Worst-Case Scenario: In a severe downturn, if CrowdStrike's growth decelerates below 20% or margins fail to expand, the stock could re-rate to its 52-week low of $85.68, representing a 58.6% decline from the current price of $206.77. This scenario could be triggered by a macro recession, a major competitive loss, or a cybersecurity incident that damages reputation. The historical max drawdown of -37.18% provides a less extreme but still painful downside reference.
FAQ
The primary risk is valuation: a forward P/E of 132.4x means the stock could fall 50% to the analyst low target of $103.25 if growth disappoints. Second, competitive risk from Microsoft, Palo Alto Networks, and others could pressure market share. Third, macro risk: with a beta of 1.237, the stock is highly sensitive to interest rates and risk appetite; a rotation out of growth stocks could trigger selling. Fourth, company-specific risk: the recent profitability is nascent (net margin 2.0%), and any slowdown in revenue growth could reverse it. The most severe risk is a growth deceleration below 20%, which could lead to a sharp de-rating.
The 12-month outlook is balanced. The base case (50% probability) sees the stock trading between $186 and $217.50, with revenue growth moderating to 22-24% and margins improving. The bull case (25% probability) targets $217.50 to $240, driven by sustained growth above 25% and multiple expansion. The bear case (25% probability) sees a decline to $103.25-$150 if growth decelerates below 20% or macro headwinds hit.
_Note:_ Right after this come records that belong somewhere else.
PR #7142, opened 2024-06-12
fix workflow status' informant information

Nil20:
https://github.com/opencrvs/opencrvs-core/blob/develop/packages/search/src/features/registration/birth/service.ts#L305

We used to save the `informantType` like above. But the task extension of the `contact-relationship` is not what we use right now to save informant type rather it is saved in a `RelatedPerson` entry. So, now we'll read it directly from the bundle and save in search. 

And we won't be needing a migration for this because now we can re-index elastic search through this.
https://github.com/opencrvs/opencrvs-core/blob/develop/packages/migration/src/migrations/hearth/20240527130750-reindex-elasticsearch.ts#L66


packages/search/src/features/registration/birth/service.ts
```diff
@@ -302,10 +304,14 @@ function createDeclarationIndex(
...
 
-  body.informantType =
+  const otherInformantType =
     (contactPersonRelationshipExtention &&
       contactPersonRelationshipExtention.valueString) ||
     (contactPersonExtention && contactPersonExtention.valueString)
+
+  const informantType = getInformantType(bundle as ValidRecord)
+
+  body.informantType = informantType || otherInformantType
```
Nil20, line 314: we probably don't need the `otherInformantType` since we can get it all from the same resource of the bundle.

naftis:
Would we need a migration to trigger the reindex though? @Nil20 @rikukissa

rikukissa:
@naftis @Zangetsu101 Yea, reindexing multiple times seems unnecessary. I'm thinking what if we would always reindex at the end of `packages/migration/run-migrations.sh` script? It might be a long running process but migrations are only run as deployments and deployment itself should be done outside working hours.

Zangetsu101:
Yes reindexing multiple times is not necessary. Then again running reindexing on each deploy seems a bit overkill. How about during whichever release we need to do a reindexing, let's regenerate the reindex migration file in migrations service (i.e. basically changing the timestamp in the filename)?

rikukissa:
Would it be separate from the MongoDB and mongo-migrate? Or in one of the current `migrations/*` directories? We would need to store a timestamp somewhere for when the reindexing was done the last time. 

I'm not entirely convinced reindexing every time on deployment is an overkill. Countries do deploy to production fairly rarely, especially once they have a running production system with a lot of records. In those occurrences we can be pretty confident they need their search index to be reindexed. 
If these assumptions are true, we can start with the simplest approach and then later, if needed, optimise so we don't do it every time.

Zangetsu101:
>Would it be separate from the MongoDB and mongo-migrate? Or in one of the current migrations/* directories? We would need to store a timestamp somewhere for when the reindexing was done the last time.
Hm well what I had in mind was basically equivalent to creating a new reindex migration file in `migrations/*` directory, and migrate-mongo would be responsible for tracking when the last reindexing was run.

Zangetsu101 (approved):
@rikukissa @naftis Shall we merge this in?

naftis:
@Zangetsu101 The reindexing issue has been addressed, but does this still require a migration for 1.5?

Zangetsu101:
> @Zangetsu101 The reindexing issue has been addressed for 1.6, but does this still require a migration for 1.5?

@naftis I think we can get by without the migration so let's merge this in

packages/client/src/views/SysAdmin/Performance/WorkflowStatus.tsx
```diff
@@ -603,11 +595,16 @@ function WorkflowStatusComponent(props: WorkflowStatusProps) {
...
             informant:
               (eventProgress.registration &&
-                ((eventProgress.registration.contactRelationship &&
-                  conditioanllyFormatContactRelationship(
-                    eventProgress.registration.contactRelationship
-                  ) + ' ') ||
-                  '') + (eventProgress.registration.contactNumber || '')) ||
+                [
+                  eventProgress.registration.contactRelationship &&
+                    conditioanllyFormatContactRelationship(
```
rikukissa, line 600:
```suggestion
                    conditioanllyFormatContactRelationship(
                    conditionallyFormatContactRelationship(                    
```

Typo here :)

packages/search/src/features/registration/birth/service.ts
rikukissa: @Nil20 in that case we should remove it 👍

Issue #7074, opened 2024-05-30
In correction request block for death declaration, Supporting document's names are not showing and when requester in someone else- relationship to deceased is not showing


SyedaAfrida:
**Bug description:**
- In correction request block for death declaration, Supporting document's names are not showing 
- when requester in someone else- relationship to deceased is not showing

**Steps to reproduce:**
1. Login as RA
2. Go to Ready to Print
3. Correct any death record 
4. Select requester as someone else> Put relationship to deceased
5. Add multiple supporting documents 
6. request for correction
7. Logout
8. Login as Registrar
9. Go to Ready for review
10. Download> Assign> Review that record
11. Observe correction request block

**Actual result:**
-  Supporting document's names are not showing 
- Undefined  is showing in place of relationship to deceased 

**Expected result:**
- should show Supporting document's names
- should show Someone else- relationship to deceased 

**Screenshot:**

https://github.com/opencrvs/opencrvs-core/assets/94350336/12af9abc-a8f1-4f04-ab49-e21c10db02a8

![death undefined](https://github.com/opencrvs/opencrvs-core/assets/94350336/d25eda1d-3b05-4c44-969a-535416ca1b2a)

**Tested on:**
https://login.farajaland-qa.opencrvs.org/?lang=en

Zangetsu101:
@tareq89 Was the supporting documents issue solved?

Zangetsu101:
Apparently the supporting document name shows up after you unassign and then assign the declaration again

tareq89:
> Apparently the supporting document name shows up after you unassign and then assign the declaration again

Since this ticket is partially solved, I have created another [bug issue](https://github.com/opencrvs/opencrvs-core/issues/7261) in favor of unsolved one and moving this ticket to QA testing.

tareq89:
@SyedaAfrida, @tiri39 , requesterOther issue has been solved in this issue's pull request.

tareq89:
This is a critical issue.

When a correction request is made, it triggers the file [requestCorrectionRoute](https://github.com/opencrvs/opencrvs-core/blob/fc2594d8e414816f41e00951fb06bb17af2b281a/packages/workflow/src/records/handler/correction/request.ts) , which updates the request in the Hearth bundle.

[...]

PR #7146, opened 2024-06-13
fix: added missing 'requesterOther' params in client queries

tareq89:
https://github.com/opencrvs/opencrvs-core/issues/7074


rikukissa (approved):
👍

naftis:
How do we reference the results of this query in client? If we directly use the GraphQL query types generated [here](https://github.com/opencrvs/opencrvs-core/blob/fc2594d8e414816f41e00951fb06bb17af2b281a/packages/client/src/utils/gateway.ts), shouldn't TypeScript give an error if we try and access requesterOther without it being queried?

Zangetsu101:
Most likely we are accessing the data after `gqlToDraftTransformer` happens which basically means loosing all the gateway types

Issue #6679, opened 2024-03-25
Enable amending initially configured locations


rikukissa:
### Description

So in other words, make it possible to correct existing details. In this task we build the foundation for temporality of Locations.

>A location is created in the wrong hierarchy during initial configuration or with the wrong spelling. Moving the location hierarchy for the location or updating the spelling should update all records associated with it be they “declared, validated (e.g. active workqueue)” or “issued” and therfore no longer in a workqueue.

### Acceptance criteria

- It is now possible to change location's name or parent location after deployment of OpenCRVS
- If I change the name of a location, two things should happen:
  - All places where this location is referred to have the new name
- If I change the parent location of an office
  - In advanced search, records can now be found when searched with the new parent location
  - In advanced search, records can not be found when searched with the old parent location

Notice that in this first phase, for location information queries to Hearth, we can still heavily rely on the Location / Location_history functionality and none of the MongoDB queries for fetching location details should change. If a location name or partOf is changed, the previous version gets pushed to Location_history and we don't have to worry about it too much.

### Known limitations

- Metabase is outside the scope
- Administrative structure changes (additions, modifications, removal) cannot be added pre-emptively

### Technical tasks

This model changes location details directly and does not provide "temporality". If you change location name today, even records from 10 years ago show the new location name. Same with if you move the location to a new parent location.

- [x] Build an encapsulated "office / leaf level resolver" endpoint to the config service. You can supply a location id to the endpoint and it returns a list of office ids and validity periods under the location. `(locationId: LocationID) => Array<{locationId: LocationID, validFrom: Date, validUntil: Date}>`
  - `validFrom` can be hard-coded to 1/1/1970
  - `validUntil` can be hard-coded to 1/1/3000
- [x] Refactor full paths to be leaf references in ES, PractitionerRole and Users (catchmentAreaIds)
  - [x] Check if catchmentAreaIds is used anymore ( gateway resolver needs to be updated)
  - [x] practitioner & practionerRole will need migration as catchmentAreadIds are stored in there
  - [x] Performance and record searches should now be changed a little to be based on the offices and validity periods gotten from the office resolvers.
  - We currently only write to `in_complete_fields` so no need to change any queries
  - [x] Build a way to migrate ES to the leaf level id's
  - [x] Write tests for the indexing functions in search now that they're immutable, so it should be easier to test.
- [x] Fix the PR which updates the Postman collections https://github.com/opencrvs/opencrvs-countryconfig/pull/115
[...]

PR #7150, opened 2024-06-13
refactor(metrics): only save leaf level locations

naftis:
#6679 

Removes the locationLevel1-5 references from metrics. This allows us to later change the location hierarchy without changing all references in metrics.


rikukissa (approved):
Solid 👍

PR #7152, opened 2024-06-13
feat: "preview" handlebar for differentiating preview & print

Zangetsu101:


packages/client/src/views/PrintCertificate/usePrintableCertificate.ts
```diff
@@ -156,29 +156,26 @@ export const usePrintableCertificate = (declarationId: string) => {
...
+        draft.event,
+        eventDate,
+        registeredDate,
+        offlineData
+      )
+      certificate.payments = {
+        type: 'MANUAL' as const,
+        amount: Number(paymentAmount),
+        outcome: 'COMPLETED' as const,
+        date: new Date().toISOString()
```
Zangetsu101, line 169: `isFreeOfCost` used to check if the amount was equal to 0

packages/client/src/forms/register/mappings/query/registration-mappings.ts
```diff
@@ -138,7 +139,7 @@ export const localPhoneTransformer =
   }
 
 const getUserFullName = (history: History): string => {
-  return history?.user ? getUserName(history.user) : ''
+  return history?.user?.name ? createNamesMap(history.user.name)[LANG_EN] : ''
```
rikukissa, line 142: Is this a bug fix to some issue in the flow?

packages/client/src/views/PrintCertificate/usePrintableCertificate.ts
```diff
@@ -156,29 +156,26 @@ export const usePrintableCertificate = (declarationId: string) => {
...
       }
     }
 
+    const svg = await compileSvg(
+      offlineData.templates.certificates[draft.event].definition,
+      { ...draft.data.template, print: true },
```
rikukissa, line 175: Reckon we should do an explicit `print: false` or even `print: false, preview: true` for preview? That got me also thinking if we should only have `preview: boolean` which could be more descriptive than `print`. What do you think?

packages/client/src/views/PrintCertificate/usePrintableCertificate.ts
```diff
@@ -123,29 +116,36 @@ export const usePrintableCertificate = (declarationId: string) => {
...
   useEffect(() => {
-    if (declaration)
-      getPDFTemplateWithSVG(offlineData, declaration, state).then((svg) => {
-        const svgWithFonts = addFontsToSvg(
-          svg.svgCode,
-          offlineData.templates.fonts ?? {}
-        )
-        setSvg(svgWithFonts)
-      })
+    const certificateTemplate =
```
rikukissa, line 126: Not anything you need to action on but to me this whole hook feels like it's doing way too many thing starting from the fact that it fetches declarations by id and doing printing and certifying as well. Would be great to split this up in the near future

rikukissa (approved):

packages/client/src/forms/register/mappings/query/registration-mappings.ts
Zangetsu101: It's not actually. `getUserName` was one of the transformer functions related to pdfmake that I removed in this PR. So had to refactor

packages/client/src/views/SysAdmin/Config/Certificates/Certificates.tsx
```diff
@@ -202,26 +181,24 @@ class CertificatesConfigComponent extends React.Component<Props, State> {
...
+    svgTemplate: string,
     svgFilename: string
   ) {
+    const dummyTemplateData = getDummyCertificateTemplateData(
+      event,
+      this.props.registerForm
+    )
+    const compiledSvgPromise = compileSvg(
+      svgTemplate,
+      dummyTemplateData,
```
rikukissa, line 193:
```suggestion
      { ...dummyTemplateData, preview: false },
```

packages/client/src/views/PrintCertificate/usePrintableCertificate.ts
```diff
@@ -156,29 +158,26 @@ export const usePrintableCertificate = (declarationId: string) => {
...
+        type: 'MANUAL' as const,
+        amount: Number(paymentAmount),
+        outcome: 'COMPLETED' as const,
+        date: new Date().toISOString()
       }
     }
 
+    const svg = await compileSvg(
+      offlineData.templates.certificates[draft.event].definition,
+      draft.data.template,
```
rikukissa, line 177:
```suggestion
      { ...draft.data.template, preview: false },
```

rikukissa:
I've tested this locally with a custom certificate where "PREVIEW"  text is controlled with a `ifCond` clause
```svg
{{#ifCond preview '===' true}}
  <text fill="red" xml:space="preserve" style="white-space: pre" font-family="Noto Sans" font-size="15.52" font-weight="bold" letter-spacing="3.88px"><tspan x="200.256" y="20.002">PREVIEW</tspan></text>
{{/ifCond}}
```

**Preview:**
image

**Print:**
image

Looks like it's working as it should 👍

rikukissa (approved):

The most likely scenario is the base case, where the stock consolidates after its recent rally. The analyst average target of $186.07 suggests limited upside from current levels.
Based on traditional valuation metrics, CRWD appears overvalued. The forward P/E of 132.4x is extremely high relative to the broader market and even high-growth peers. The P/S ratio of 23.2x is a 132% premium to the software industry average of 10x. However, the stock's current P/S is near the low end of its 5-year historical range of 40x-170x, suggesting it is not as expensive as it has been in the past. The market is pricing in continued high growth and margin expansion. Given the accelerating revenue growth and improving profitability, the valuation may be justified if the company can sustain its trajectory, but it leaves no room for error.
CrowdStrike is a fundamentally strong company with accelerating revenue growth (25.6% YoY), a recent profitability milestone, and robust free cash flow. However, the stock trades at a forward P/E of 132.4x and P/S of 23.2x, which is a 132% premium to the software industry average. The analyst consensus is Buy, but the average target of $186.07 implies 10% downside from the current price of $206.77. For long-term investors with a high risk tolerance, CRWD could be a good buy on pullbacks, especially if the stock corrects to the $186 level or below. Short-term traders should be cautious given the stock's 97.8% rally in three months and high volatility.
CrowdStrike is better suited for long-term investors who can tolerate high volatility (beta 1.237) and have a time horizon of at least 3-5 years. The company's accelerating revenue growth, expanding margins, and strong free cash flow provide a solid foundation for compounding. Short-term trading is risky given the stock's 97.8% rally in three months and extreme valuation; a pullback is possible. The stock does not pay a dividend, so it is purely a growth play. A minimum holding period of 3 years is recommended to allow the company to grow into its valuation. For short-term traders, the stock's high volatility offers opportunities, but the risk of a sharp correction is significant.